What the task asks:
Go over the data below and say how many lines hold the word "wavelengths". Only the number is needed.
[Opening Records to use section]
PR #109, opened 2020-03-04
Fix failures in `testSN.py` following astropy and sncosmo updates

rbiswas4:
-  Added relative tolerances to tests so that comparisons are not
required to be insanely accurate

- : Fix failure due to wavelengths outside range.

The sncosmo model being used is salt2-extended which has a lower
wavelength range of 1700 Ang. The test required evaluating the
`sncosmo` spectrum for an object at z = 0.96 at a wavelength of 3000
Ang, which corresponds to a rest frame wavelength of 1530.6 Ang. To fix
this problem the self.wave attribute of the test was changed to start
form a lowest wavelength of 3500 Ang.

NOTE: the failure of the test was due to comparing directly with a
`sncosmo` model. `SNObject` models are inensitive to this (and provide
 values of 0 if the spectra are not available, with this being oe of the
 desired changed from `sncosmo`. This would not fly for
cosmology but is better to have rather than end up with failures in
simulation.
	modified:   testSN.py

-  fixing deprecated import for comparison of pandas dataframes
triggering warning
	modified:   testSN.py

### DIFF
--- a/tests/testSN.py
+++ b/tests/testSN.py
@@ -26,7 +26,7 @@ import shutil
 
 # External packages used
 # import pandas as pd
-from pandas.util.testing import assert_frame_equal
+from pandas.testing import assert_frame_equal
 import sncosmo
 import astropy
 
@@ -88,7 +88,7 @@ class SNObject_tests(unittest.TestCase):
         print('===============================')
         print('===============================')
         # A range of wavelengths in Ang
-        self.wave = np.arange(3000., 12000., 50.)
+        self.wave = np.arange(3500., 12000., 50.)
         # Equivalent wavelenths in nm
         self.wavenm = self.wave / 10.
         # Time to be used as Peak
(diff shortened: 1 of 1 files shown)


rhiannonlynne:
[Closing Records to use section]
[Opening Records to use section]
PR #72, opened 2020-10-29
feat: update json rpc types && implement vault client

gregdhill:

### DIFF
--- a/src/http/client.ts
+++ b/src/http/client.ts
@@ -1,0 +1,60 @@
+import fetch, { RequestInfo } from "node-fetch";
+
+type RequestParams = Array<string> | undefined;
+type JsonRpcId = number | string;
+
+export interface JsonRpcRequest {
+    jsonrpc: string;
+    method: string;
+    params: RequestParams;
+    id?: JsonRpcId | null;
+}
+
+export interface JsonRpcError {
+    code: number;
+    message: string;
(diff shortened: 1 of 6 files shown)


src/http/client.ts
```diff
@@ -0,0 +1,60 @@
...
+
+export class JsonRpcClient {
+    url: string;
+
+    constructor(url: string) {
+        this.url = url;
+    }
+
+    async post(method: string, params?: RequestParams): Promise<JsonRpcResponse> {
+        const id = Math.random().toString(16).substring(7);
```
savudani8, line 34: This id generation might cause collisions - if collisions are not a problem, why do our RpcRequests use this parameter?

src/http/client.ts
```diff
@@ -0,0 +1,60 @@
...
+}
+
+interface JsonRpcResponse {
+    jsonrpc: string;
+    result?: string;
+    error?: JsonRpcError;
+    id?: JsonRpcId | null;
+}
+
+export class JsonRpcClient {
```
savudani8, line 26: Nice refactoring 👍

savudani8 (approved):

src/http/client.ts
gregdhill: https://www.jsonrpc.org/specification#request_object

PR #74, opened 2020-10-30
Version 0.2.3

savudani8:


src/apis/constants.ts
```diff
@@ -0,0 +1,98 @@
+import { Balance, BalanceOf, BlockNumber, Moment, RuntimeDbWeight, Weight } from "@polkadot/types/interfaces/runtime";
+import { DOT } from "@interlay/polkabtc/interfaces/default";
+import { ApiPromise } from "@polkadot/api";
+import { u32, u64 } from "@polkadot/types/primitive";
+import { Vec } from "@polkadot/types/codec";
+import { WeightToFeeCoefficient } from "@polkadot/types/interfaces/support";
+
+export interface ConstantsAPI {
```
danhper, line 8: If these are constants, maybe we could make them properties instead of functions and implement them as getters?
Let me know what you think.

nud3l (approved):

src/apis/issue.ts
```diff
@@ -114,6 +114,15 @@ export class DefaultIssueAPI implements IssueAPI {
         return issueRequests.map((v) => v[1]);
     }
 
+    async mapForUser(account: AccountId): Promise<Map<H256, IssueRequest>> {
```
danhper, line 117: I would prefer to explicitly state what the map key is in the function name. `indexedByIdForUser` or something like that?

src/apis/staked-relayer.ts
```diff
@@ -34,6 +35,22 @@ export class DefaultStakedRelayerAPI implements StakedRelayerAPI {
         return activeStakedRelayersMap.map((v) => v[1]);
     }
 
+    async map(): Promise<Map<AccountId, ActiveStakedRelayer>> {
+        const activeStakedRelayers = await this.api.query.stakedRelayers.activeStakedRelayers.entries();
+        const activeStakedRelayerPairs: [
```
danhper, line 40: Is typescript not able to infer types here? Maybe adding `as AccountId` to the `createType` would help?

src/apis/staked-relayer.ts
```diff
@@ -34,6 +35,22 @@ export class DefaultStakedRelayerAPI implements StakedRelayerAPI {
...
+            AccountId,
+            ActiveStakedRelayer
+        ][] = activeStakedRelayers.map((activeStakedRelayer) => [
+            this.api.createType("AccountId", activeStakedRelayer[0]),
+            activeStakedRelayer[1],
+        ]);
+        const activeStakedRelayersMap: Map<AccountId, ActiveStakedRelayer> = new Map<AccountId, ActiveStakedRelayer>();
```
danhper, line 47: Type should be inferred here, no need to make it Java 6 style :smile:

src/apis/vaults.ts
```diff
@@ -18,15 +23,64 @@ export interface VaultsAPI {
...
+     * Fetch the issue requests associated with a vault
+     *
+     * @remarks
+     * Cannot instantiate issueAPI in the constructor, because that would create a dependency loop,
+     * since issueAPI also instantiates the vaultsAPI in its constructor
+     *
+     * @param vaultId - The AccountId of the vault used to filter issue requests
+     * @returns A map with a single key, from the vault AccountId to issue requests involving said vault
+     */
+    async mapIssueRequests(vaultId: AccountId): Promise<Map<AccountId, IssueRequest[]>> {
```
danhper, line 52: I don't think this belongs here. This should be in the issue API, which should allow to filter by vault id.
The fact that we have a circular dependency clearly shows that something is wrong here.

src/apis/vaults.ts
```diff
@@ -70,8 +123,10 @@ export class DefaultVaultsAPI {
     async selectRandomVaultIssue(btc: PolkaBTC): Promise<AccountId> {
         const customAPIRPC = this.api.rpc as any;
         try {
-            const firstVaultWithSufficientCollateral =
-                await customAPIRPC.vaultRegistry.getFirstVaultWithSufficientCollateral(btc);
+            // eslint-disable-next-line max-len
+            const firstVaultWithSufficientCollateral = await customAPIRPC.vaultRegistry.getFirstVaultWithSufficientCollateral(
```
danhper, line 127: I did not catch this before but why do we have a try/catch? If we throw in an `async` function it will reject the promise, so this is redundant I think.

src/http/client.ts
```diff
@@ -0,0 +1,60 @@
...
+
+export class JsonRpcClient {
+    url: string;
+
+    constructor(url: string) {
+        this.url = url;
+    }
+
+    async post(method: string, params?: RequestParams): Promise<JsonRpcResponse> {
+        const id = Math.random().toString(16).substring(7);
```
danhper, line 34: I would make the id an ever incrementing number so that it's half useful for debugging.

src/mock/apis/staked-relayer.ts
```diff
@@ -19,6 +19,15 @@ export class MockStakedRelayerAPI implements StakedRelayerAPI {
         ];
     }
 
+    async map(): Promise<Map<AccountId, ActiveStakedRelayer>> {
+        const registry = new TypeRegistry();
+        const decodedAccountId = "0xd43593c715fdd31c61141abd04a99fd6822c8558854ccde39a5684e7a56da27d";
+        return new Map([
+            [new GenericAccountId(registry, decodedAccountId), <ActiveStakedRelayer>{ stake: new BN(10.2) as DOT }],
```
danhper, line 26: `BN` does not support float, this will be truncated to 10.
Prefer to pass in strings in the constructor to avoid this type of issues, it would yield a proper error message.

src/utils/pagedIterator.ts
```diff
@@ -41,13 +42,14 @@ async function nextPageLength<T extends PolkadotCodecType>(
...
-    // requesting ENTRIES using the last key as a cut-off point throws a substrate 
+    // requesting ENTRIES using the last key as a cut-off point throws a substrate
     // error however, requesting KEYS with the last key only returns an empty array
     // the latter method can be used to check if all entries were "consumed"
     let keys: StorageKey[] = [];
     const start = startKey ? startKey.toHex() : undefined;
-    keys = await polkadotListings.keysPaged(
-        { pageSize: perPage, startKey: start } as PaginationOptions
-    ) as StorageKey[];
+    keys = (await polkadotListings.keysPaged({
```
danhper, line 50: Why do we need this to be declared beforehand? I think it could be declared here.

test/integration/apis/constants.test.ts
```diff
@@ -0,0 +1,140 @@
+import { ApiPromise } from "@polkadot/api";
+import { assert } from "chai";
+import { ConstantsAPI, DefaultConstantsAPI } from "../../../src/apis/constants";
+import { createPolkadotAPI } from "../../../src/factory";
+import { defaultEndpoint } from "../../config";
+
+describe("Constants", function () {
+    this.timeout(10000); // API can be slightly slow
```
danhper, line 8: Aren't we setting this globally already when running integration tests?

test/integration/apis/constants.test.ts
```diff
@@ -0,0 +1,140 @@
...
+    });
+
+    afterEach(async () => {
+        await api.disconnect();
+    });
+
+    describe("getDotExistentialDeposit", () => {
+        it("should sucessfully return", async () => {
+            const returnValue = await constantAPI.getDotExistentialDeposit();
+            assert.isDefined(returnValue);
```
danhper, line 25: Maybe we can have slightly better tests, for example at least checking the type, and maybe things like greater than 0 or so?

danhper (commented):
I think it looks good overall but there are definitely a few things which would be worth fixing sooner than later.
[Closing Records to use section]
Your solution:
2